The only thing that's ever sold Exchange is the Outlook client and the good integration with MS Office (plus the MS brandname). If Lotus wasn't so fugly and locked into "SmartSuite", they would still own the groupware market.
I doubt that. What makes Microsoft LookOut so appealing to big business, or even small business for that matter, is not that it's a great email client - it's the intergration with MS Exchange. Shared contact list, scheduling, folders, all from a central location. Is there a Mozilla server in the works?
You can have shared address books using LDAP but can you modify those contacts directly from the email client? Until that can happen lets not get too excited.
Amazing that the addition of only three full-time employees is expected to create a product that might challenge the largest company on the planet.
Slightly OT here, but wouldn't it do XUL a world of good to work in IE too? I download and registered the mozilla activex control ( http://www.iol.ie/~locka/mozilla/mozilla.htm ) and I can run XUL apps in IE now (after setting my activex permissions appropriately). The plug-in seems to run XUL apps just fine, and it's a relatively small download. Is there any plan to market/package this activex as a browser plug-in? It seems like you'd get an explosion of XUL apps then, with nearly 100% of the browser market supporting it.
Keeping on topic, for Thunderbird to beat out outlook, it'll take a LOT more than calendar functionality.

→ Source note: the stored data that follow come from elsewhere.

PR #332, opened 2026-06-29
SS-9823: mantine v9

LemToUp:
https://shapediver.atlassian.net/browse/SS-9823

@snabela do we need legacy colors scheme ?:
https://mantine.dev/guides/8x-to-9x/#light-variant-color-changes


snabela (approved):
Thank you @LemToUp !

I may be a Microsoft apologist, but even -I- know that Firefox/Mozilla blows the shit out of IE. Christ, even if IE were as secure as fort knox (which of course, it's about as secure as an open door and a sign stating what's on the inside to steal), the tabbed browsing alone blows IE out of the water. With that in mind, I figured, well, if FF/Moz is that good, perhaps Thunderbird is as good or better than Outlook... boy was I wrong... it was a nightmare to set up: maybe I'm dumb, but I had to reinstall it like 3 times to get the folder setup I liked, and even then it was not to my liking. Its message rules system is horribly broken, the interface is inconsistent, etc.. There were a lot of problems for a program that has a 1.0 version number attached. One feature of outlook I can't live without and thunderbird lacks is the archiving functionality. Don't get me wrong, it's a good start, but it has a long way to go before toppling outlook, and it'll take more than a calendar to do it.
And before you think I only installed and ran it for a day or two, you're mistaken. I used it for 4 months!!! just so I could give it a fair chance. (which is more than most of the slashdot zealots would do for anything that isn't open source or linux related.)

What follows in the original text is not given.